Now for some code. We’ll use the adorable pandas
and numpy
libraries from the Python world. Let’s work backwards from the following (questionable) facts:
- Average height of an Indian female is 151.9 cm and male is 164.9 cm.
- Standard deviation of female and male heights are 6 cm and 7 cm respectively
Assume we interviewed 16000 females and 4000 males and got the following results:
import pandas as pd
import numpy as np
import matplotlib.pyplot as plt
import seaborn as sns
import warnings
warnings.filterwarnings('ignore')
%matplotlib notebook
female_heights = np.random.normal(loc = 151.9, scale = 6, size = 16000)
male_heights = np.random.normal(loc = 164.9, scale = 7, size = 4000)
all_heights = np.append(female_heights, male_heights)

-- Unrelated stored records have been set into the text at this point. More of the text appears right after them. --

PR #254, opened 2020-12-23
FASTA format refactor

misialq:
This PR is an attempt to unify/restructure the FASTA format to make it easier to introduce its derivatives other than `DNAFASTAFormat`. It is also a response to https://github.com/caporaso-lab/genome-sampler/issues/7 and a prep for the already open PR https://github.com/qiime2/q2-types/pull/252.

- introduces a new base `FASTAFormat` containing all the validation code that is common to all FASTA formats; it also generates validation sets dynamically (from the provided alphabet) that are subsequently used to validate the file; this format can also be used on its own as the most permissive one (i.e. with minimal validation, as required by the GISAID format)
- introduces an `AlignedFASTAFormatMixin` that can be used to turn a regular FASTA format into an aligned one (by modifying the original alphabet); line validation was moved here
- refactors the current `DNAFASTAFormat` and `AlignedDNAFASTAFormat` using the two new elements described above 
- refactors some transformers' code to unify some functions used by FASTA transformers - in preparation for the ProteinFASTAFormat (and others)

Happy Holidays! 🎄


q2_types/feature_data/tests/test_format.py
```diff
@@ -276,7 +283,7 @@ def test_aligned_dna_fasta_format_unaligned(self):
         format = AlignedDNAFASTAFormat(filepath, mode='r')
 
         with self.assertRaisesRegex(ValidationError,
-                                    'line 4.*length 90.*length 65'):
+                                    'line 4.*length 88.*length 64'):
```
misialq, line 286: This changed due to lines being stripped.

q2_types/feature_data/_format.py
```diff
@@ -142,142 +143,168 @@ def _validate_(self, level):
...
+        seq_len = 0
+        prev_seq_len = 0
+        prev_seq_start_line = 0
 
-DNASequencesDirectoryFormat = model.SingleFileDirectoryFormat(
-    'DNASequencesDirectoryFormat', 'dna-sequences.fasta', DNAFASTAFormat)
+        level_map = {'min': 100, 'max': float('inf')}
+        max_lines = level_map[level]
 
+        with skbio.io.util.open(str(self), encoding='binary') as fh:
```
nbokulich, line 168: why use skbio for this?

q2_types/feature_data/_format.py
```diff
@@ -142,142 +143,168 @@ def _validate_(self, level):
...
+                fh.seek(0)
+
+                for line_number, line in enumerate(fh, 1):
+                    line = line.strip()
+                    if line_number >= max_lines:
+                        return
+                    line = line.decode('utf-8-sig')
+
+                    if line.startswith('>'):
+                        if FASTAValidator and ValidationSet:
```
nbokulich, line 191: why invoke FASTAValidator and ValidationSet here? they are not used within this block...

nbokulich (approved):
This looks great, thanks @misialq ! I have just a couple high-level questions. 

The code changes LGTM (looks like most of the changes are just shuffling existing code from `DNAFASTAFormat` to make a more flexible `FASTAFormat`), but I am hoping that @thermokarst or someone else at Q2HQ can take a look.

q2_types/feature_data/_format.py
misialq: Hmm, I copied that part from genome-sampler's `GISAIDDNAFASTAFormat` (assuming there was a reason for doing it this way)... Just tried to use `self.path.open()` and that also seems to work no problem so I'll revert to that.

q2_types/feature_data/_format.py
misialq: We want to skip these checks in the most permissive FASTA case (and the easiest way to check for that is to check whether those validators are not None as would be the case when no alphabet was set).

q2_types/feature_data/_format.py
ebolyen: the original goal in GISAIDDNAFASTAFormat was to make it indifferent to compression. Unfortunately that didn't end up working anyhow

nbokulich:
This LGTM... @thermokarst or @ebolyen do you want to take another look at this or shall I go ahead and merge?

thermokarst:
I'll take a pass through this, hopefully later today or tomorrow.

q2_types/feature_data/_format.py
```diff
@@ -142,142 +142,168 @@ def _validate_(self, level):
     'TSVTaxonomyDirectoryFormat', 'taxonomy.tsv', TSVTaxonomyFormat)
 
 
-class DNAFASTAFormat(model.TextFileFormat):
+class FASTAFormat(model.TextFileFormat):
```
thermokarst, line 145: This all looks pretty reasonable to me - I haven't done a _deep_ dive, but it looks like this is mostly just shuffling some code into a new base class - is that impression fair? My one question/comment, is that right now this base format, `FASTAFormat` is not what is known as an "importable format" - no one can import data in this format because it isn't associated with a particular semantic type _and_ there are no transformers capable of transforming into a compatible format for any of the existing semantic type/importable format combos out there. I don't see any problem with this, but I just want to confirm that that is in fact the intent. So put another way, `FASTAFormat` is a convenience base class that is intended for extension. Did I miss the mark?

misialq: Thanks @thermokarst, that is how I meant it, yes. So whenever one wants to introduce a new FASTA-based format, one can just extend the base one while explicitly passing a new alphabet.

About your impressions: yes, it's mostly moving the code + introducing the new `AlignedFASTAFormatMixin` that can turn any FASTA format into its _aligned_ version.

q2_types/feature_data/_transformer.py
```diff
@@ -220,32 +220,16 @@ def _27(ff: BIOMV210Format) -> TSVTaxonomyFormat:
...
-class AlignedDNAIterator(DNAIterator):
-    pass
 
-
-def _read_dna_fasta(path):
-    return skbio.read(path, format='fasta', constructor=skbio.DNA)
-
-
-def _dnafastaformats_to_series(ff):
+def _fastaformats_to_series(ff, constructor=skbio.DNA):
```
thermokarst, line 230: Just a sidenote - this rename breaks q2-quality-control, but that's fine - q2-q-c is using private machinery here. I have opened a PR to fix this up:

https://github.com/qiime2/q2-quality-control/pull/58

thermokarst (approved):
This is great, thanks so much @misialq!

thermokarst:
@misialq  - do you think you can add a short entry for this change into the release changelog?

https://forum.qiime2.org/t/preview-qiime-2-2021-2-development-changelog/17815

misialq:
Info added!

all_genders = ['F'] * 16000 + ['M'] * 4000
df = pd.DataFrame({'Gender': all_genders, 'Height': all_heights})
df.head()
Gender | Height | |
---|---|---|
0 | F | 161.321140 |
1 | F | 155.368424 |
2 | F | 148.209417 |
3 | F | 165.482523 |
4 | F | 144.688549 |
Let’s plot the height distributions:
plt.figure()
sns.distplot(pd.Series(female_heights, name = "Height(cm)"), hist = False, label = "Females",
color='pink', kde_kws={'linestyle': 'dotted'})
sns.distplot(pd.Series(male_heights, name = "Height(cm)"), hist = False, label = "Males",
color = 'blue', kde_kws={'linestyle': 'dotted'})

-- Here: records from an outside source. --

PR #255, opened 2021-02-09
maint: cleanup fasta exports and registrations

thermokarst:
@misialq - what do you think about exporting the `AlignedFASTAFormatMixin`? Also, I dropped the `FASTAFormat` from the plugin format registration hook, since at present we don't intend for any consumers to actually work with this base format directly.


misialq (approved):
That will allow converting formats in other plugins into alignments, right? I think that would absolutely make sense.

thermokarst:
Yes! I was thinking this kinda of thing might be useful for tools like `genome-sampler`.

thermokarst:
@misialq - you should be set up with write access to this repo now, feel free to merge if this works for you.

Regarding merging, we usually "squash and merge," but the specifics sometimes vary from PR to PR (the author will request a preference if they have one).

PR #257, opened 2021-03-30
maint: Fix deprecations

Keegan-Evans:


Keegan-Evans:
I think I got them, skbio needs some help.....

sns.distplot(all_heights, hist = False, label = "All",
color = 'green')
plt.gca().set_ylabel('Density(scaled)')
plt.gca().set_title('Distribution of heights - with sampling bias')
plt.legend();
<IPython.core.display.Javascript object>
The above plot presents a glaring error: the ‘All’ distribution follows the ‘Female’ distribution more closely than it should have. It is clear that we have to somehow ‘weight’ the observations. If entries for males can be assigned a weight of 1
, entries for females should have 4000/16000
- i.e. (number of males/number of females) = 0.25
:
def set_weight(row):
if row['Gender'] == 'F':
row['Weight'] = 0.25
else:
row['Weight'] = 1
return row
df_with_weights = df.apply(set_weight, axis = 1)
df_with_weights.head()
Gender | Height | Weight | |
---|---|---|---|
0 | F | 161.321140 | 0.25 |
1 | F | 155.368424 | 0.25 |
2 | F | 148.209417 | 0.25 |
3 | F | 165.482523 | 0.25 |
4 | F | 144.688549 | 0.25 |
The pandas DataFrame
provides a sample
method, where we can extract a sub-sample from our original data frame. This would yield us a dataframe which would be more representative of our original population. Let’s extract a sample of size 2000:
sample = df_with_weights.sample(n=2000, weights='Weight')

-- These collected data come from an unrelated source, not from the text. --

PR #259, opened 2021-04-19
feat: added procrustesM2 format from diversity

Keegan-Evans:


Keegan-Evans:
@ahdilmore we are moving your q2-diversity changes to q2-types to prevent circular import issues. They are all still there and work great!

PR #260, opened 2021-05-07
feat: added BLAST6 format

qiyunzhu:
This pull request adds a new semantic type: `FeatureData[BLAST6]`. It is the result of a discussion with Michal Ziemski @misialq on Apr 28, 2021, during which we believed that the support for BLAST search result format will be useful to several potential functions of QIIME 2. This format is widely adopted. Many sequence aligners, such as BLAST, DIAMOND, VSEARCH, use it. In this implementation, I simply adopted the existing scikit-bio class: `skbio.io.format.blast6` (http://scikit-bio.org/docs/latest/generated/skbio.io.format.blast6.html). Also cc'ing @droush who participated in the discussion.


q2_types/feature_data/_transformer.py
```diff
@@ -644,3 +644,17 @@ def _224(data: pd.DataFrame) -> DifferentialFormat:
...
+def _225(ff: BLAST6Format) -> pd.DataFrame:
+    return skbio.read(str(ff), format='blast+6', into=pd.DataFrame,
+                      default_columns=True)
+
+
+@plugin.register_transformer
+def _226(data: pd.DataFrame) -> BLAST6Format:
+    ff = BLAST6Format()
+    data.to_csv(str(ff), sep='\t', header=False, index=False)
+    return ff
```
mortonjt, line 660: quick q : what do you think about adding metadata conversions? It'll basically be

```

@plugin.register_transformer
def _227(ff: BLAST6Format) -> qiime2.Metadata:
    return qiime2.Metadata.load(str(ff))
```

mortonjt (commented):
Very cool @qiyunzhu ! This will definitely be useful. Added an optional comment.

q2_types/feature_data/_transformer.py
qiyunzhu: @mortonjt Thanks for reviewing this PR! Converting BLAST result into metadata is an interesting idea, but there is a difficulty: In a BLAST hit table, query sequences (row heads) are not unique. The same query can happen multiple times, with different subjects. Therefore, this structure isn't compatible with `qiime2.Metadata`. Even if queries are unique, I still don't see how this structure may be useful as a metadata table. That's because BLAST parameters are calculated for each query-subject pair, and they are not comparable across queries (they are comparable across subjects though).

mortonjt:
Got it.

ebolyen (approved):
This looks great to me! Thanks @qiyunzhu!

Rational on metadata makes sense too, since there are multiple hits per-feature. I could see future actions which perhaps filter this format based on criteria, and then in that context, perhaps there could be a metadata transformer which excluded the duplicate hits. But that all sounds like unnecessary work at this point.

print('Number of males: ', sample[sample.Gender == 'M'].shape[0])
print('Number of females: ', sample[sample.Gender == 'F'].shape[0])
Number of males: 1003
Number of females: 997
The above seems to represent the gender ratio more realistically. The distribution for the sample distribution looks like:
plt.figure()
sns.distplot(pd.Series(sample[sample.Gender == 'F'].Height, name = "Height(cm)"), hist = False, label = "Females",
color='pink', kde_kws={'linestyle': 'dotted'})
sns.distplot(pd.Series(sample[sample.Gender == 'M'].Height, name = "Height(cm)"), hist = False, label = "Males",
color = 'blue', kde_kws={'linestyle': 'dotted'})
sns.distplot(sample.Height, hist = False, label = "All",
color = 'green')
plt.gca().set_xlabel('Height(cm)')
plt.gca().set_ylabel('Density(scaled)')
plt.gca().set_title('Distribution of heights - with sample correction')
plt.legend();
<IPython.core.display.Javascript object>
Although we considered only ‘Gender’, several other variables could have contributed to sampling bias such as ‘Age’, ‘State’ (heights vary from one Indian state to another partly due to socio-economic factors). The ‘Weight’ that we assign to each observation should therefore consider each of the above factors into account.
Another good example of sampling bias were the US election surveys that used landlines to contact participants. This was not a problem for a long time. However after the turn of this century, an increasing number of homes have become cell-only: especially with people under 30. By not reaching out to cell-phones, some age groups could be under-represented.